Automatic Loading: By default, Binary Ninja will attempt to automatically load debug information if it's present in the binary (e.g., DWARF in ELF, PDB in PE files). "Debug Info" Sidebar: If debug symbols are present and loaded, you'll see a "Debug Info" entry in the sidebar. This will list imported types, function signatures, and data variables. "Types" View (T icon in sidebar or View -> Types): This view will show you all the types that Binary Ninja has identified, including those imported from debug symbols. You'll see structures, unions, enums, and function prototypes. Function Names and Signatures: Functions with debug symbols will have more descriptive names (e.g., main, printf, MyCustomFunction) and often full C-style function signatures (return type, parameter types) in the disassembly and IL views. Without debug symbols, functions are often named generically (e.g., sub_401000). Local Variables: In the High-Level IL (HLIL) view, if debug symbols are present, local variables will have meaningful names instead of generic stack offsets (e.g., int count instead of var_8). "Analysis" Menu -> "Import Debug Info from External File": If your debug information is in a separate file (e.g., a .pdb for Windows, a .dSYM for macOS, or a standalone DWARF file), you can manually import it using this option. To verify debug symbols are loaded:

Open your binary in Binary Ninja.

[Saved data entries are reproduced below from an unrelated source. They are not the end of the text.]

PR #511, opened 2019-03-12
KYLIN-3830 return wrong result when 'SELECT SUM(dim1)' without set a …

Qsimple:
just remove FUNC_SUM in BUILT_IN_AGGREGATIONS, which make the kylin doesn't support query sum(dim1) without set a relative metric of dim1

### DIFF
--- a/core-metadata/src/main/java/org/apache/kylin/metadata/model/FunctionDesc.java
+++ b/core-metadata/src/main/java/org/apache/kylin/metadata/model/FunctionDesc.java
@@ -68,7 +68,6 @@ public class FunctionDesc implements Serializable {
         BUILT_IN_AGGREGATIONS.add(FUNC_COUNT);
         BUILT_IN_AGGREGATIONS.add(FUNC_MAX);
         BUILT_IN_AGGREGATIONS.add(FUNC_MIN);
-        BUILT_IN_AGGREGATIONS.add(FUNC_SUM);
         BUILT_IN_AGGREGATIONS.add(FUNC_COUNT_DISTINCT);
         BUILT_IN_AGGREGATIONS.add(FUNC_PERCENTILE);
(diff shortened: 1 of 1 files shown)


asfgit:

shaofengshi:
Thanks for the pr; With this change, Kylin will reject such query, is that true?

Qsimple:
Yes, I have tested it. when query by `SELECT SUM(SELLER_ID) FROM KYLIN_SALES;`, kylin throw
```
No realization found for OLAPContext, CUBE_NOT_READY, CUBE_NOT_READY, CUBE_UNMATCHED_AGGREGATION[FunctionDesc [expression=SUM, parameter=1_317b3789:DEFAULT.KYLIN_SALES.SELLER_ID, returnType=null]], CUBE_NOT_READY, CUBE_NOT_READY, CUBE_NOT_READY, CUBE_NOT_READY, CUBE_NOT_READY, CUBE_NOT_READY, CUBE_NOT_READY, rel#59:OLAPTableScan.OLAP.[](table=[DEFAULT, KYLIN_SALES],ctx=,fields=[0, 1, 2, 3, 4, 5, 6, 7, 8, 9, 10, 11, 12]) while executing SQL: "SELECT SUM(SELLER_ID) FROM KYLIN_SALES LIMIT 50000"
```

Look at the "Functions" list. Are the function names descriptive or generic? Check the "Types" sidebar. Do you see complex structures or meaningful type definitions? If available, go to a function's HLIL view. Are local variables named clearly? Check the "Log" window for messages about debug information loading. If debug symbols are not found:

Binary Ninja will proceed with its powerful automated analysis, but you'll have to rely on its type inference and your reverse engineering skills to understand the code. You can manually rename functions (N hotkey), define types (Y hotkey), and add comments to aid your analysis. 3. How to check C-level code steps Binary Ninja's primary strength for C-level code is its High-Level Intermediate Language (HLIL), which is essentially a decompilation to C-like pseudo-code.

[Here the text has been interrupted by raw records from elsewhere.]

PR #513, opened 2019-03-13
KYLIN-3860 Add doc about configuration of kylin.web.hide-measures

Qsimple:


asfgit:

PR #514, opened 2019-03-13
KYLIN-3868 Implement Flink batch cubing job builder

yanghua:
JIRA ref : https://issues.apache.org/jira/browse/KYLIN-3868


asfgit:

PR #516, opened 2019-03-14
KYLIN-3874 "Convert Cuboid Data to HFile" failed when HBase and MR use different HDFS clusters

guangxuCheng:
Detail: https://issues.apache.org/jira/browse/KYLIN-3874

Steps to view C-level code:

Open the Binary: Load your bin file into Binary Ninja. Navigate to a Function: In the "Functions" sidebar, select the function you want to analyze. Switch to HLIL View: In the main code view pane, there's a dropdown menu (often near the top right of the pane) that allows you to switch between different Intermediate Language (IL) views and disassembly. Select "High Level IL" (or press the F5 hotkey, or I multiple times to cycle through ILs). What you'll see in HLIL:

C-like syntax: The code will resemble C, with if, else, for, while loops, variable declarations, and function calls. Type Inference: Binary Ninja automatically infers data types (integers, pointers, structures). You can further refine these types yourself. Variables: Local variables will be identified and, where possible, given meaningful names based on usage (or generic names like var_4, var_8 if no debug info). Function Calls: Calls to other functions (both internal and imported) will be shown. Comments: Binary Ninja often adds automated comments based on its analysis, and you can add your own. Tips for working with C-level code (HLIL):

Renaming: Use the N hotkey to rename functions, variables, and global data to make the code more readable. Defining Types: Use the Y hotkey to define or apply custom data structures (structs, unions) and function prototypes. This significantly improves the readability of HLIL. Cross-References (Xrefs): Select a variable or function, and press X to see where it's used or called. This helps understand data flow and function relationships. Decompiler Sync: Binary Ninja typically syncs the disassembly and HLIL views, so when you click on an instruction in one, it highlights the corresponding part in the other. Plugins for HLIL: There are plugins that can further enhance HLIL, such as those that automate type recovery or identify common library functions.